Это была огромная комната. В глубине — четыре окна, откуда видна листва платанов, растущих во дворе интерната. Слева — очень длинные скамьи на семь-восемь мест, расположенные амфитеатром на деревянных ступенях. Справа от двери — печка, затем большая классная доска на подставке и, наконец, стоящая на возвышении кафедра, а за нею — учитель.

Человек этот отличался необыкновенной тучностью. Его розовые жирные щеки почти лежали на массивных плечах; лицо его несколько удлиняла холеная белокурая борода, чуть-чуть завитая. В петлице черного пиджака поблескивала шелковая фиолетовая ленточка. «Академические пальмы»! Надежда и мечта моего отца, орден, который так хотелось ему получить, когда он выйдет в отставку! Точно такая же ленточка прославила директора нашей школы на Шартрё. Я был хоть и польщен, но и встревожен, что мой здешний учитель носит директорский орден.

Нас обогнала большая группа лицеистов, и я с удивлением смотрел, как эти мальчики молча оттирают друг друга, сражаясь за места в первых рядах.

Это экстерны! — сказал мой новый приятель. — Они любят выставляться. Пошли скорей!

Он потащил меня к двум еще свободным местам на краю предпоследнего ряда скамей, как раз у окна, выходившего на галерею

Там мы и уселись, чинно и мирно. На самой последней скамье, за нами уже, сидели два незнакомца, довольно-таки великовозрастные для шестиклассников. Они встретили моего приятеля подмигиванием и насмешливыми улыбками.

И ты тоже? — вполголоса спросил тот, что был постарше Да, из-за латыни.

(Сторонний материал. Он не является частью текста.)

PR #2472, opened 2024-04-20
Update workflows

cloudcloudskies:
Just updated the versions, the functionality is same.


just-ero:
This updates absolutely nothing. The tags you inserted are pointed at by the currently used tags already. There is no need for this change.

Issue #2448, opened 2024-04-13
Font size units are not aligned


Kuhaku9893:
When performing new Font(), the unit of font size may be pixel or piont.
In the case of point, some may explicitly specify the unit while others may not (i.e., default to point).
https://github.com/search?q=repo%3ALiveSplit%2FLiveSplit%20%22new%20Font(%22&type=code

Different font size units seem to cause the following behavior.

For example, in the Text component,
- The first time a CustomFontDialog is opened, if the user reduces the size from 13 to 11, the actual text displayed will be larger.
- The first time a CustomFontDialog is opened, if the user selects a different size and then resets it back to the original size, the text displayed on the timer will be larger than the original size.
- The default font size unit is pixel, but if you change any setting in CustomFontDialog, the font size unit will be point.

Kuhaku9893:
Default values for layout settings are also not consistent.
For example, the font sizes for Times and Text are,
- The default setting when LiveSplit is launched is 13 pixels.
-DefaultLayout.lsl uses 12 points.

StandardLayoutSettingsFactory.cs
https://github.com/LiveSplit/LiveSplit/blob/9b0fcebcb3a75fa452a9cf7c534ec91adef69091/src/LiveSplit.Core/Options/SettingsFactories/StandardLayoutSettingsFactory.cs#L28

DefaultLayout.lsl
https://github.com/LiveSplit/LiveSplit/blob/b3dd60b8054e44c67f1a939f5ae48ea4a2244d0a/src/LiveSplit.View/Resources/DefaultLayout.lsl#L25

PR #2476, opened 2024-04-21
Fix font size units are not aligned

Kuhaku9893:
Related issue: https://github.com/LiveSplit/LiveSplit/issues/2448

- Changed font size unit to pixel after editing in CustomFontDialog.
- Changed font size unit of DefaultLayout.lsl to pixel (e.g. Text font size 12 points → 16 pixels).


wooferzfg:
The timer font size is a tiny bit different now. Is it possible to make it the same as before?
LiveSplit_Jp3AQbBc65
LiveSplit_QVNENHm14e

wooferzfg:
If I open [the LiveSplit build based on your changes](https://github.com/LiveSplit/LiveSplit/actions/runs/8773960982/artifacts/1433400209), go to "Edit Layout" -> "Layout Settings" -> "Timer Font", it shows this:
LiveSplit_PfoI0dw8Js

However, if I instead go to "Open Layout" -> "Default" and then "Edit Layout" -> "Layout Settings" -> "Timer Font", it shows this:
LiveSplit_iaBzakDuIc

I have the same issue with the Title component (the font size is different in the default layout vs. if I add the Title component before opening the default layout).

You might need to update the defaults here? https://github.com/LiveSplit/LiveSplit/blob/0b8a66d38f08bd38731d8756f8fdf98986e3363b/src/LiveSplit.Core/Options/SettingsFactories/StandardLayoutSettingsFactory.cs#L27-L29

just-ero:
Which one is the font size unit used for the font dialog?

wooferzfg:
> Which one is the font size unit used for the font dialog?

I think it depends on which font size unit the font has before you open the dialog?

It seems like this change only affects the sample text in the dialog, and not the font that gets passed to LiveSplit: https://github.com/LiveSplit/LiveSplit/pull/2476/files#diff-bd68a407dcc17911faafc1b285b2a55e5e997f7150b18e575ee8d181a2fd7c6bL169-R169

wooferzfg:
@Kuhaku9893 Have you tested your changes in this PR? I'm not sure that it fixes the bugs you mentioned in #2448 

Also, I pushed a change to have `LiveSplit.sln` include the `CustomFontDialog` project https://github.com/LiveSplit/LiveSplit/commit/0b8a66d38f08bd38731d8756f8fdf98986e3363b
Before that change, you needed to update `CustomFontDialog.dll` for the changes to take effect.

wooferzfg:
> Which one is the font size unit used for the font dialog?

Before this PR, it switched to Point after you made a change in the dialog. After this PR, it should always use Pixel after making changes in the dialog.

However, there's some other code that's causing strange behavior. For example: https://github.com/LiveSplit/LiveSplit/blob/56f61c457630ff7283e9bb307961a4d49c7e1c3c/src/LiveSplit.View/View/LayoutSettingsControl.cs#L140-L141

src/LiveSplit.View/Resources/DefaultLayout.lsl
```diff
@@ -22,9 +22,9 @@
...
+    <TimesFont><![CDATA[AAEAAAD/////AQAAAAAAAAAMAgAAAFFTeXN0ZW0uRHJhd2luZywgVmVyc2lvbj00LjAuMC4wLCBDdWx0dXJlPW5ldXRyYWwsIFB1YmxpY0tleVRva2VuPWIwM2Y1ZjdmMTFkNTBhM2EFAQAAABNTeXN0ZW0uRHJhd2luZy5Gb250BAAAAAROYW1lBFNpemUFU3R5bGUEVW5pdAEABAQLGFN5c3RlbS5EcmF3aW5nLkZvbnRTdHlsZQIAAAAbU3lzdGVtLkRyYXdpbmcuR3JhcGhpY3NVbml0AgAAAAIAAAAGAwAAAAhTZWdvZSBVSQAAgEEF/P///xhTeXN0ZW0uRHJhd2luZy5Gb250U3R5bGUBAAAAB3ZhbHVlX18ACAIAAAABAAAABfv///8bU3lzdGVtLkRyYXdpbmcuR3JhcGhpY3NVbml0AQAAAAd2YWx1ZV9fAAgCAAAAAgAAAAs=]]></TimesFont>
+    <TimerFont><![CDATA[AAEAAAD/////AQAAAAAAAAAMAgAAAFFTeXN0ZW0uRHJhd2luZywgVmVyc2lvbj00LjAuMC4wLCBDdWx0dXJlPW5ldXRyYWwsIFB1YmxpY0tleVRva2VuPWIwM2Y1ZjdmMTFkNTBhM2EFAQAAABNTeXN0ZW0uRHJhd2luZy5Gb250BAAAAAROYW1lBFNpemUFU3R5bGUEVW5pdAEABAQLGFN5c3RlbS5EcmF3aW5nLkZvbnRTdHlsZQIAAAAbU3lzdGVtLkRyYXdpbmcuR3JhcGhpY3NVbml0AgAAAAIAAAAGAwAAAA5DZW50dXJ5IEdvdGhpY1VVaUIF/P///xhTeXN0ZW0uRHJhd2luZy5Gb250U3R5bGUBAAAAB3ZhbHVlX18ACAIAAAABAAAABfv///8bU3lzdGVtLkRyYXdpbmcuR3JhcGhpY3NVbml0AQAAAAd2YWx1ZV9fAAgCAAAAAgAAAAs=]]></TimerFont>
```
wooferzfg, line 26: I think `TimerFont` may already be in pixels before your change?

wooferzfg:
## Before this PR
### Default Layout
Timer font: 43.75 pixel
Times font: 12 Point (equivalent to 16 pixels)
Text font: 12 Point (equivalent to 16 pixels)

### Standard layout settings factory
Timer font: 43.75 pixels
Times font: 13 pixels
Text font: 13 pixels

## After this PR
### Default Layout
**Timer font: 58.333333 pixels**
Times font: 16 pixels
Text font: 16 pixels


So the change to the Timer font in the Default Layout in this PR is incorrect, please revert that. It would also be better to update the standard layout settings factory to use 16 pixels instead of 13 pixels.

wooferzfg:
For the Timer font, the code currently scales the font down for the custom font dialog, and then scales it back after: https://github.com/LiveSplit/LiveSplit/blob/56f61c457630ff7283e9bb307961a4d49c7e1c3c/src/LiveSplit.View/View/LayoutSettingsControl.cs#L138-L150

The reason for this conversion is because the default timer font size is almost 50 pixels, and that doesn't give the user granular control since the only [size options near that size are 36, 48, 72](https://github.com/LiveSplit/LiveSplit/blob/master/lib/CustomFontDialog/CustomFontDialog/FontDialog.cs#L202-L204). If we switched to pixels, we'd need to make the size options more user friendly. However, I think this conversion isn't really causing any issues, so this PR can be merged without anything being changed there.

И мой сосед сообщил мне, чуть шевеля уголком рта: Они тоже второгодники. А что это значит?

Он был изумлен такой наивностью, едва верил своим ушам Затем снисходительно объяснил:

Это значит, что приходится опять учиться в шестом классе, раз нас не захотели перевести в пятый!

Я искренне огорчился, узнав, что мой друг — лодырь, хоть, в сущности, это было неудивительно: я ведь уже знал, что он собирается у меня списывать.